The next morning we showed up to the brunch/awards ceremony, where dozens of teams gathered in a big conference room at a local hotel.  We were pretty confident that we’d done well against our competition, but when we got there we saw that our team didn’t have a final species number listed next to it on the bulletin board.   I started to get an ugly feeling, and Tom went to talk to folks and see what was going on.
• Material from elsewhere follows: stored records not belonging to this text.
PR #5049, opened 2026-05-27
fix(showcase/pocketbase): register CORS via routerPre and lock down baseline.createRule

jpr5:
## Summary

Two related fixes to `showcase/pocketbase` that share the same rebuild/deploy cycle.

### 1. CORS middleware was a silent no-op

`showcase/pocketbase/pb_hooks/main.pb.js` registered the CORS middleware via `onBeforeServe((e) => e.router.use(...))`. PB 0.22's JSVM excludes `onBeforeServe` from auto-binding — see `plugins/jsvm/binds.go` in v0.22.21 `excludeHooks`. The hook was never registered; CORS for the dashboard was effectively unwired.

The supported module-scope binding is `routerPre`, which internally wraps `OnBeforeServe + Router.Pre`. Switching to it gets the middleware actually registered.

One subtle gotcha forced an additional change: `routerPre` re-compiles the middleware function in a fresh executor VM via `m.String()` (see `wrapMiddlewares` in `binds.go`). Module-scope `const`s and helper functions defined outside the middleware body are NOT in that executor's scope — referencing them from the handler throws `ReferenceError` at request time and PB returns a generic 400. The CORS allowlist + helpers therefore had to be inlined into the middleware closure. `$os.getenv` survives because it's a JSVM global binding, not a module-scope identifier. The duplication is documented in the file.

### 2. `baseline.createRule` was publicly writable

`1777700000_create_baseline.js` shipped the `baseline` collection with `createRule: ""`. In PB rule semantics, empty-string means "any caller can create" — i.e. anyone in the world could `POST /api/collections/baseline/records` from a browser. The dashboard never creates baseline rows from the browser; status-writer + offline tooling do, both with admin auth.

Added `1779909019_baseline_createRule_lockdown.js` to set `createRule = null` (admin-only). Down restores the legacy empty-string rule for rollback compatibility.

## Local Docker verification

Built `showcase/pocketbase/Dockerfile` and ran with `PB_CORS_ORIGINS=https://example.test`:

- No `ReferenceError: onBeforeServe is not defined` (or any other) on hook load.
- `OPTIONS /api/health` from `https://example.test` → `204 No Content` + `Access-Control-Allow-Origin: https://example.test` + `Vary: Origin` + the expected methods/headers/max-age.
- `OPTIONS /api/health` from `https://evil.test` → `204 No Content` with NO `Access-Control-Allow-Origin` header.
- Migration `1779909019_baseline_createRule_lockdown.js` recorded in `_migrations`; sqlite dump confirms `baseline.createRule IS NULL`.

For the actual GET response: PB 0.22's built-in echo CORS middleware (running in the `Use()` phase, after our `Pre()`) overwrites `Access-Control-Allow-Origin` to `*`. We can't prevent this from a `Pre()` hook — but the OPTIONS short-circuit returns before that middleware runs, so preflight uses our echoed origin. The actual response getting `*` is acceptable here: the dashboard uses bearer tokens (no cookies / no `credentials: 'include'`).

## Test plan

- [ ] CI green on `showcase_build` for `showcase-pocketbase` image.
- [ ] After merge + CI build, pin Railway prod + staging `showcase-pocketbase` services to the new image digest (currently runs `:latest` — see PR comment).
- [ ] Verify dashboard at `https://dashboard.showcase.copilotkit.ai` still loads against the deployed PB (CORS now actually works end-to-end).
- [ ] Verify `POST /api/collections/baseline/records` from a non-admin caller returns 403/401 against the deployed PB.

### DIFF
--- a/showcase/pocketbase/pb_hooks/main.pb.js
+++ b/showcase/pocketbase/pb_hooks/main.pb.js
@@ -24,66 +24,75 @@
 // additively. An operator can add staging / preview origins without a
 // code change; removing the prod default still requires editing this
 // file (env var cannot retire it).
-
-// Built-in prod origin baked in so a fresh Railway volume is immediately
-// reachable from the production dashboard without requiring operator
-// env-var configuration. If prod ever moves off
-// dashboard.showcase.copilotkit.ai, change this default — env var alone
-// won't retire the stale origin.
-const CORS_DEFAULT_ORIGINS = ["https://dashboard.showcase.copilotkit.ai"];
-
-function corsAllowedOrigins() {
-  const extra = ($os.getenv("PB_CORS_ORIGINS") || "")
-    .split(",")
-    .map(function (s) {
-      return s.trim();
-    })
-    .filter(function (s) {
-      return s.length > 0;
-    });
-  return CORS_DEFAULT_ORIGINS.concat(extra);
-}
-
-function originAllowed(origin, allowlist) {
-  if (!origin) return false;
-  for (let i = 0; i < allowlist.length; i++) {
-    if (allowlist[i] === origin) return true;
-  }
-  return false;
-}
-
-// Middleware registered at Pre so CORS runs before auth short-circuits
-// OPTIONS preflights. PB 0.22 exposes `e.router.use(...)` on the echo
-// router inside `onBeforeServe`; the callback receives the echo context
-// as its argument.
-onBeforeServe((e) => {
-  e.router.use((next) => {
-    return (c) => {
-      const origin = c.request().header.get("Origin");
-      const allowlist = corsAllowedOrigins();
-      if (originAllowed(origin, allowlist)) {
-        c.response().header().set("Access-Control-Allow-Origin", origin);
-        c.response().header().set("Vary", "Origin");
-        c.response()
-          .header()
-          .set(
-            "Access-Control-Allow-Methods",
-            "GET, POST, PATCH, DELETE, OPTIONS",
-          );
-        c.response()
-          .header()
-          .set(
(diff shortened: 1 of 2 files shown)


jpr5:
**Post-merge follow-up (Railway):** after this PR merges and CI builds the new `showcase-pocketbase` image, Railway prod + staging both need an explicit `serviceInstanceUpdate` to pin the new digest.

Well, sometimes the effort is its own reward, and in this was going to have to be one of those times.  The administration for the Series had initially changed the deadline for team submissions to 10pm, but then a couple of weeks before the day sent out a new email that said the deadline was midnight.  What they didn’t say was that the photo teams were still supposed to turn in photos by ten.  So we had turned in the photos late, even though we were at headquarters at nine, and even though we could have turned in the photos before ten if we’d known (we could have used the JPGs that we had, instead of messing with the more time-consuming RAW files), the panel decided that they had to disqualify us.  That was a bummer, since we had indeed “won”, with 132 species…the next closest team was 125.  Overall, people we’re nice about it, and Pete Dunne had the room give us a round of applause for our effort.  As I told Tom, it was an involuntary practice run, and it would just make us sharper and faster for next year's World Series, which we will certainly be in.